The Tuam Herald, which has always offered helpful criticism and encouragement to local drama, as it still does to day, perhaps surpassed itself on this occasion proclaiming that ‘from start to finish the audience was choked with laughter, blinded with tears, and every now and again was heard the long drawn out sigh that betrayed the splitting side.’

Visiting homes

But perhaps it was the untimely death of Ó Beirn’s dearly loved brother, Michael, aged 25 years, who died of TB following ‘a bad wetting during his travels’, that drove him on to even harder work. Padraic Pearse, who, at this time, was staying for long periods at his cottage at Rosmuc, was impressed by Ó Beirn’s sense of urgency and the imaginative presentation of his lectures. Through an appeal in Pearse’s paper An Claidheamh Soluis he organised a subscription to pay a substitute dispensary doctor at Clonbur, thus freeing Ó Beirn to conduct a far-reaching lecture tour into the desperately impoverished Gaeltacht districts. He spent days visiting homes to advise on practical improvements; often physically assisting householders to install concrete floors, chimneys, windows that opened, and outhouses.

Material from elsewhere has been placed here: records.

PR #2351, opened 2019-01-30
NEPT-756: Remove the hard config that forces the settings of comments by default

AlbaParrilla:
### Description

This PR includes all the changes to remove the hard config that forces the settings of comments and set it in soft configuration. The changes included are related to several tickets, and not only NEPT-756, because each ticket asks to modify one variable and they are all going to be modified in the same PR.
The tickets included in this PR are: NEPT-755, NEPT-756, NEPT-759, NEPT-760 and NEPT-761.

### Change log

- Added:
  - functions to set the variables for comments in profiles/common/modules/custom/multisite_config/lib/Drupal/comment/Config.php
  - call the new functions to set all the variables of comments in the hook_install

- Removed: 
  - hard config of comments from all the features that include content types.


profiles/common/modules/custom/multisite_config/lib/Drupal/comment/Config.php
```diff
@@ -46,7 +58,95 @@ public function setDefaultCommentForContentType($content_type, $value) {
...
+  /**
+   * Set comments per page setting for a specific content type.
+   *
+   * @param string $content_type
+   *   Content type machine name.
+   * @param string $value
+   *   Value to be set (human readable).
+   */
+  public function setNumberCommentForContentType($content_type, $value) {
+    switch ($value) {
```
aritomelo, line 111: Where these cases come from, are they random? The ticket says to remove the default 50, but nothing regarding the options.

profiles/common/modules/features/e_library/e_library_core/e_library_core.install
```diff
@@ -115,3 +126,14 @@ function e_library_core_update_7120() {
...
   }
 }
+
+/**
+ * Set new value for e_library feature in database.
+ *
+ * Variables from comments settings must be removed from hard config.
+ * Recreate the value of the feature in database without the variable.
+ */
+function e_library_core_update_7121() {
```
aritomelo, line 143: I do understand why the hook is needed however it does not match the ticket description, do we have agreement on use it or not?

aritomelo (dismissed):

profiles/common/modules/custom/multisite_config/lib/Drupal/comment/Config.php
AlbaParrilla: These cases have been taken from the options given in the select field for the number of comments in a content type. You can check it for example in /admin/structure/types/manage/article_en.
As the given options are 10, 30, 50, 70, 90, 150, 200, 250 and 300, these are also the cases that I have added to  the function.

profiles/common/modules/features/e_library/e_library_core/e_library_core.install
AlbaParrilla: This function is needed to have the new value of the feature without reverting it. If we don't do it this way, the modified features should be reverted and some of them mustn't. It is because of these hook updates that the PR is now based in 2.6 and not in 2.5

profiles/common/modules/features/cce_basic_config/cce_basic_config.info
```diff
@@ -113,10 +113,6 @@ features[password_policy][] = Example policy
 features[taxonomy][] = classification
 features[variable][] = clean_url
 features[variable][] = comment_anonymous_article
```
Fefaine: You should remove all references to comments, we want user to decide themselves if they want comments and how they should appear, be set up

Fefaine (changes requested):

profiles/common/modules/features/cce_basic_config/cce_basic_config.info
AlbaParrilla: I just left comment_anonymous_xxx, following the instructions of this document https://webgate.ec.europa.eu/CITnet/confluence/pages/viewpage.action?pageId=582549891  which says that we must keep this variable in hard configuration.

drishu (approved):

kameleon69 (approved):

Fefaine (approved):

PR #2354, opened 2019-02-01
NEPT-948: Cleanup multisite_wysiwyg

AlbaParrilla:
### Description

The feature tries to create a wysiwyg profile that cannot be created because it uses a format that doesn't exist. 

### Change log

- Removed: profiles/common/modules/features/multisite_wysiwyg/multisite_wysiwyg.features.wysiwyg.inc


ku-enza (approved):

aritomelo (approved):
Ready, the solution is working ok.

PR #2356, opened 2019-02-05

enriquelacoma:
### Description

Remove permissions for role cem

### Change log

- Added: Add hook update to remove cem role
- Removed: hook update with permissions configuration


Fefaine (approved):
OK

PR #2357, opened 2019-02-05

enriquelacoma:
### Description

COMM_CEM LDAP group should be have the administrator role on the site

### Change log

- Changed: COMM_CEM LDAP group matching to administrator
- Removed: cem permissions and cem role


kameleon69 (commented):
You should update CEM to Administrator in the comment of ecas.inc line 398

Fefaine (approved):
OK

kameleon69 (approved):

PR #2371, opened 2019-02-12
NEPT-2100: Fix the patch to test db exists before trying to sanitize.

Fefaine:
### Description

Add a condition around sql sanitization of tables

### Change log

- Changed: Patch d.o/3017665


AlbaParrilla (approved):
Ok for  me

PR #2381, opened 2019-02-19
NEPT-2249: remove end of file tags.

Fefaine:
### Description

remove end of file tags.

### Change log

- Removed: closing php tags in phpcommon library


aritomelo (approved):
All tags removed.

PR #2414, opened 2019-03-12
NEPT-510: multisite_drupal_standard is useless.

AlbaParrilla:
### Description

The feature multisite_drupal_standard is empty and has to be removed from the platform. 
- Remove dependency to multisite_settings_core to avoid issues at uninstall (release-2.5.137)
- Uninstall it from all subsites in the fpfis-scheduler script for 2.6
- Remove the code in the next major release (release-2.6)

### Change log

- Removed: dependencies of the module to avoid issues while uninstalling.


Fefaine (approved):
OK for me, i only changed the commands, cf see ticket and the link to the "Procedure for module removals"

PR #2426, opened 2019-03-15
NEPT-2330: Administrator role is removed 

Fefaine:
### Description

Administrator role is removed when user not in CEM LDAP group

### Change log

- Changed: Conditions for removing administrator role


Fefaine:
We will include this fix in a new PR, for the moment we will revert the feature commit

PR #2436, opened 2019-03-21
NEPT-2353: Fix custom rules not applied.

drishu:
### Description

Fix custom rules not applied when alias changes, add defaut rules only if enabled.

### Change log

- Fixed: Updated node paths.


Fefaine (changes requested):
The previous alias should be cleared after the title is changed

Fefaine:
replaced with https://github.com/ec-europa/platform-dev/pull/2591

PR #2442, opened 2019-03-25

enriquelacoma:
### Description

COMM_CEM LDAP group should be have the administrator role on the site

### Change log

- Changed: COMM_CEM LDAP group matching to administrator
- Removed: cem permissions and cem role


profiles/common/modules/custom/ecas/includes/ecas.inc
```diff
@@ -402,22 +402,20 @@ function ecas_ecas_sync_user_info($user, array $user_info, array &$edit, array $
...
   }
-
-  $cem_role = user_role_load_by_name(CCE_BASIC_CONFIG_CEM_ROLE_NAME);
+  $administrator_role = user_role_load_by_name("administrator");
   $user_roles = (isset($user->roles)) ? $user->roles : array();
   // By default, the role is not set for any user automatically.
   // Then, unset it by default and reassign it later if the user has the
   // EU login group.
-  unset($user_roles[$cem_role->rid]);
+  unset($user_roles[$administrator_role->rid]);
```
kameleon69: Admin role is removed but you should add/keep this role if the user is already grant as Administrator

kameleon69 (dismissed):

profiles/common/modules/custom/ecas/includes/ecas.inc
enriquelacoma: This has been removed

drishu (approved):

PR #429, opened 2017-01-31
[py3] ipactl restart: log httplib failues as debug

MartinBasti:
With python3 there are several excerptions ConnectionRefusedError raised
before ipactl is able to connect to dogtag after restart. These
exception should be logged on debug level until timeout is reached.

### DIFF
--- a/ipapython/dogtag.py
+++ b/ipapython/dogtag.py
@@ -209,7 +209,7 @@ def _httplib_request(
         http_body = res.read()
         conn.close()
     except Exception as e:
-        root_logger.exception("httplib request failed:")
+        root_logger.debug("httplib request failed:", exc_info=True)
         raise NetworkError(uri=uri, error=str(e))
 
     root_logger.debug('response status %d',    http_status)


ipapython/dogtag.py
```diff
@@ -209,7 +210,8 @@ def _httplib_request(
         http_body = res.read()
         conn.close()
     except Exception as e:
-        root_logger.exception("httplib request failed:")
+        root_logger.debug("httplib request failed")
```
tiran: Instead of ```traceback.format.exc()```, use  ```root_logger.debug("httplib request failed",  exc_info=True)``` to log message with traceback.

MartinBasti: fixed

MartinBasti:
This happens with python2.7 too, I reproduced it today

tiran:
Yeah, I reported the issue as https://fedorahosted.org/freeipa/ticket/6674 . Feel free to close it as duplicate.

stlaz:
I don't see what this has to do with Py3. The issue is the same on Py2. Swap the ticket for the one of @tiran and I'll ack this. If this gets triaged for 4.4 as well we can backport it later.

MartinBasti:
Ticket corrected, commit msg ammended

stlaz:
Thanks, ACK.

MartinBasti:
Fixed upstream
master:
https://fedorahosted.org/freeipa/changeset/53c8e9a53f026d83d5328896d1ea0cf72690cf24

PR #430, opened 2017-02-01
[py3] tests_xmlrpc: do not call str() on bytes

MartinBasti:
Calling str() on bytes causes undesired side effect: it adds prefix "b"
to the result of conversion. The method decode() should be used instead.


MartinBasti:
Fixed upstream
master:
https://fedorahosted.org/freeipa/changeset/5de70e31999eb219bd47aa81b0c003a6c15cf748

PR #431, opened 2017-02-02
py3: ldapupdate: fix logging str(bytes) issue

MartinBasti:
bytes as argument of str() gives unexpected result by adding prefix "b"
there.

Others would follow ÓBeirn’s example, notably Lady Aberdeen, but Ó Beirn was regarded as the apostle of anti-tuberculosis work and public health in the west of Ireland.

Next week: A row over the teaching of English at Tawin NS that won the support of Sir Roger Casement, Douglas Hyde, Padraic Pearse and others, which I will try to tell next week.

NOTES: The mention of the O’Malley’s hedge schools at Kilmilcin, Maam Valley, last week prompted Paddy Cunningham of Dangan Nurseries, to tell me that from those beginnings a total of 64 O’Malley descendants became doctors, and counting!

Paddy’s mother Else and her sister Ulla Nevander, were Finnish, coming to Ireland having participated in the so called ‘Winter War’ when the Soviet Union invaded Finland 1939, and were fiercely resisted. Else married Paddy Cunningham Sr. and eventually started the nursery; Ulla married Jack O’Malley of Maam, whose children became doctors. Séamus Ó Beirn married Sabina O’Malley of Kilmilcin. They had 10 children, three of whom became doctors.

I am indebted this week for an essay Fíoradh na Físe Gaelaí? by Nollaig Mac Congáil, Journal of the Galway Archaeological and Historical Society (vol 62 2010 ), and ‘Séamus Ó Beirn’, Dictionary of Irish Biography, by William White.